Reviewing the Article 894.1 guidelines, the sentencing record reflects that the trial court considered both aggravating and mitigating circumstances. The trial court noted that the defendant was a first felony offender and did not have a prior criminal record. The trial court observed that incarceration would be a hardship for the defendant and her children. However, the trial court also cited a number of aggravating factors. The trial court noted *608that the defendant should have contemplated that her conduct would have caused serious harm. The trial court stated that restitution or compensation was not possible. Finally, the trial court concluded that the defendant needed correctional treatment and that any lesser sentence would deprecate the serious nature of the crime.

Before imposing sentence, the trial court reviewed the facts of the offense in considerable detail. The trial court noted that the defendant was “a battered wife” but suggested that a separation and divorce was the way to resolve that problem, rather than a homicide. While reviewing the facts of the offense, the trial court noted that it was the defendant who kept confronting the victim and that she could have avoided the situation by staying at home that night. The trial court concluded that the victim had not induced or facilitated the commission of this offense and that the victim had not provoked the defendant.

In her brief, the defendant argues that the trial court ignored the Article 894.1 sentencing factors and ignored the jury’s finding of manslaughter. After the trial court reviewed the facts of the offense, it concluded that the evidence supported a conviction of second degree murder, rather than manslaughter, because the defendant had had ample time for her “hot blood to have cooled.” This observation was a proper sentencing consideration. See State v. Darby, 502 So.2d 274, 280 (La.App. 3rd Cir.1987); State v. Heath, 447 So.2d 570, 577 (La.App. 1st Cir.), writ denied, 448 So.2d 1302 (La.1984). Furthermore, the factors cited above indicate that the trial court thoroughly complied with the sentencing guidelines of Article 894.1.

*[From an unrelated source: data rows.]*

PR #83, opened 2016-07-31
[RFC] Explicit the EBML parent of an element

robUx4:
With the level-based definition of an element we rely on the order of which the elements are defined. It also makes it tricky to define elements in a separate specification (think WebM elements, DivX elements, or deprecated elements that won't make it to the RFC).

I think we should set the explicit parent for each element. That means also including the parents of the parent too.
For example ChapterTimeStart: Chapters.EditionEntry.ChapterAtom


specification.markdown
```diff
@@ -223,6 +223,7 @@ Within an EBML Schema the `<element>` uses the following attributes to define an
 | attribute name | required | definition |
 |:---------------|:---------|:-----------|
 | name           | Yes      | The official human-readable name of the EBML Element. The value of the name MUST be in the form of an NCName as defined by the [XML Schema specification](http://www.w3.org/TR/1999/REC-xml-names-19990114/#ns-decl). |
+| parent         | Yes      | The name of the parent EBML Elements. This value MUST be defined with the full hierarchy of EBML Elements separated with a dot. The top EBML Element in the hierarchy being the first in the value. Elements at the top level MUST use the 'none' parent value. Elements that can be found anywhere in the EBML Body or Header MUST use the 'any' parent value. |
```
mbunkus: I like the general idea. I slightly dislike assigning special meaning to ordinary words (`none` and `any`). This prevents any other EBML-based specification from using those words as element names.

What about using symbols? E.g. `parent="-"` for no parent and `parent="*"` for it being allowed in any parent. Alternatively just leave `parent` empty for no parent.

Additionally I'd like to use an established method of specifying a path to an element, e.g. how [XPath's Location Path Expressions](http://www.w3schools.com/xsl/xpath_axes.asp). It's well-known and understood. To use your example from the pull request: `/Chapters/EditionEntry/ChapterAtom`

ablwr: +1 for the XPath syntax both in the location path expression and in the parent assignment definition. Sold on * for any. Not totally sold on - for "none."

robUx4: For the root element (currently known as level 0) it would be logical to have the parent as `/`. An empty value for elements that can be found anywhere (like Void and CRC32) would make sense too.

robUx4:
I updated the patch to use a path and `*` for elements with no specific parent. It's similar to a wildcard for a path.

specification.markdown
```diff
@@ -10,7 +10,7 @@ EBML uses a simple approach of building Elements upon three pieces of data (tag,
 
 ## Notation and Conventions
 
-The key words "MUST", "MUST NOT", "REQUIRED", "SHALL", "SHALL NOT", "SHOULD", "SHOULD NOT", "RECOMMENDED", "MAY", and "OPTIONAL" in this document are to be interpreted as described in [@!RFC2119](https://tools.ietf.org/html/rfc2119).
+The key words "MUST", "MUST NOT", "REQUIRED", "SHALL", "SHALL NOT", "SHOULD", "SHOULD NOT", "RECOMMENDED", "MAY", and "OPTIONAL" in this document are to be interpreted as described in [RFC2119](https://tools.ietf.org/html/rfc2119).
```
mbunkus: Please remove this change; as discussed in #80 this should not have been done in the first place, and I've purposefully reverted it since.

mbunkus:
Great :) I wasn't too happy with `-` for "no parent" either; `/` is much better and in line with XPath.

Other than the invalid removal of `@!` it looks good to me now.

robUx4:
I broadened the interpretation of the `*` so now `Void` is a child f `*` and `CRC32` is a child of `/*`

mbunkus:
:+1:

specification.markdown
```diff
@@ -223,6 +223,7 @@ Within an EBML Schema the `<element>` uses the following attributes to define an
 | attribute name | required | definition |
 |:---------------|:---------|:-----------|
 | name           | Yes      | The official human-readable name of the EBML Element. The value of the name MUST be in the form of an NCName as defined by the [XML Schema specification](http://www.w3.org/TR/1999/REC-xml-names-19990114/#ns-decl). |
+| parent         | Yes      | The path to the parent EBML Element. This path MUST be defined with the full hierarchy of EBML Elements separated with a `/`. The top EBML Element in the path hierarchy being the first in the value. Elements that can be found anywhere inside en EBML Element and its children MUST use the `*` (wildcard) value after the path of the first parent allowed. |
```
dericed: `parent EBML Element` -> `Parent Element`

dericed: Re: 
> This path MUST be defined with the full hierarchy of EBML Elements separated with a `/`.

I'm not sure this is helpful. I don't oppose, but think that Parent Element alone is more flexible and less error-prone.

dericed: Re:
> Elements that can be found anywhere inside en EBML Element and its children MUST use the `*` (wildcard) value after the path of the first parent allowed.

I would prefer to express multiple Parent Elements in this case. Such as, for SimpleTag, `parent="Tag|SimpleTag"`.

Although having multiple values concatenated within an attribute is bad XML form. Perhaps better to use like:

```xml
<element name="SimpleTag" cppname="TagSimple" level="3" id="0x67C8" type="master" minOccurs="1" maxOccurs="unbounded" minver="1" webm="0">
   <parent>Tag</parent>
   <parent>SimpleTag</parent>
   <documentation lang="en">Contains general information about the target.</documentation>
</element>
```

Removed the `recursive` attribute in the example above since the `parent` sub-element implies it.

dericed: The `parent` definition implies that the path is expressed with Element Names but it is not clear enough. For instance from a reading of this I may try to say `0x1946696C/0x6146/0x614E`.

mbunkus: Re:

> I'm not sure this is helpful. I don't oppose, but think that Parent Element alone is more flexible and less error-prone.

I'm not fond of having to specify the full path either, for the same reason. It also annoys the database designer in me as information isn't normalized and minimized.

Re:

> I would prefer to express multiple Parent Elements in this case. Such as, for `SimpleTag`, `parent="Tag|SimpleTag"`.

Me, too. Let's reserve `*` for "can occur anywhere". I have no strong feelings about keeping it an attribute with special syntax or using multiple child nodes for it.

robUx4: OK, I can live with the parent just above. It requires each name throughout the whole DocType(s) to be unique.

The parent="Tag|SimpleTag" is certainly better clearer, should we remove the recursive flag then ? I suppose the Global attribute covers the case of `*` but what parent should these parents have then ? Or do we also remove the `global` attribute and assume no `parent` equals can be found anywhere ?

dericed:
I notice that this PR will conflict with https://github.com/Matroska-Org/ebml-specification/pull/101. I suggest we consider https://github.com/Matroska-Org/ebml-specification/pull/101 first and can then resolve conflicts here after.

robUx4:
I agree. I will update it once it's done.

dericed:
I resolved conflicts so that this is mergable and updated a bit of the vocab in @robUx4's parent attribute definition.

I suppose I still think it would be better to simply have the name of the parent rather than full path to the parent.

dericed:
added a new commit to change from saying the <EBMLSchema>/<element> should be hierarchical to say it should be flat.

specification.markdown
```diff
@@ -217,7 +217,7 @@ An EBML Stream is a file that consists of one or many EBML Documents that are co
...
+Within the `EBML Schema` each `EBML Element` is defined to occur as the `Root Element` or as a `Child Element` to a specified `Parent Element`. For any specified `EBML Element` that is not at level 0, the `Parent Element` refers to the `Master Element` that that `EBML Element` is contained within. For any specified `Master Element` the `Child Element` refers to the `EBML Element` that is immediately contained within that `Master Element`. For any `EBML Element` that is not defined at level 0, the `Parent Element` is identified by the `parent` attribute.
```
retokromer: that that
[The whole sentence sounds strange to me.]

specification.markdown
```diff
@@ -227,7 +227,7 @@ The `EBML Schema` does not itself document the `EBML Header`, but documents all
 
 ### <EBMLSchema> Element
 
-As an XML Document, the `EBML Schema` MUST use `<EBMLSchema>` as the top level element. The `<EBMLSchema>` element MAY contain `<element>` sub-elements.
+As an XML Document, the `EBML Schema` MUST use `<EBMLSchema>` as the top level element. The `<EBMLSchema>` element MSUT contain `<element>` sub-elements.
```
retokromer: MUST

dericed: updated and squashed

specification.markdown
dericed: 'that the' is better?

retokromer: any ... that ... that ... within
In other languages than English I can see simpler formulations.

robUx4: Fixed with 84eb8c47394b694dd4c88ec3c0ea6e7df05da6c6

dericed:
I think this is ready for a new review.

specification.markdown
```diff
@@ -365,29 +371,29 @@ The `type` attribute is OPTIONAL.
...
   maxOccurs="unbounded">
    <documentation lang="en" type="definition">An attached file.
    </documentation>
-   <element name="FileName" level="2" id="0x614E" type="utf-8"
+   <element name="FileName" parent="/Files/File" level="2" id="0x614E" type="utf-8"
    minOccurs="1">
     <documentation lang="en" type="definition">Filename of the attached
     file.</documentation>
    </element>
-   <element name="MimeType" level="2" id="0x464D" type="string"
```
dericed: I prefer to simply say `parent="File"` with the Parent Element Name only and not the full path.

dericed:
I added a commit to drop the `global` attribute since it's now redundant to the `parent` attribute. Is it possible for `parent` to say that `CRC-32` can occur anywhere but not at Level 0?

robUx4:
For `CRC-32` the `/*` syntax means the path has to have `/` and then anything. But maybe that's not good enough. Any element at the root is also `/<something>`.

For her conviction of manslaughter, the defendant was exposed to a maximum sentence of twenty-one years at hard labor. See La.R.S. 14:31. She received a sentence of seventeen years at hard labor for this conviction. Considering the circumstances of this offense and the reasons for sentencing given by the trial court, we find no abuse of discretion in the sentence imposed.

This assignment of error is without merit.

CONVICTION AND SENTENCE AFFIRMED.

. Assignments of error numbers one, two and six were not briefed on appeal and, therefore, are considered abandoned. Uniform Rules— Courts of Appeal, Rule 2-12.4.

. The record indicates that the defendant’s ex-husband was Ronald Kramer. However, the pre-sentence investigation report and the briefs by both the State and the defense refer to him as Ronald Creamer.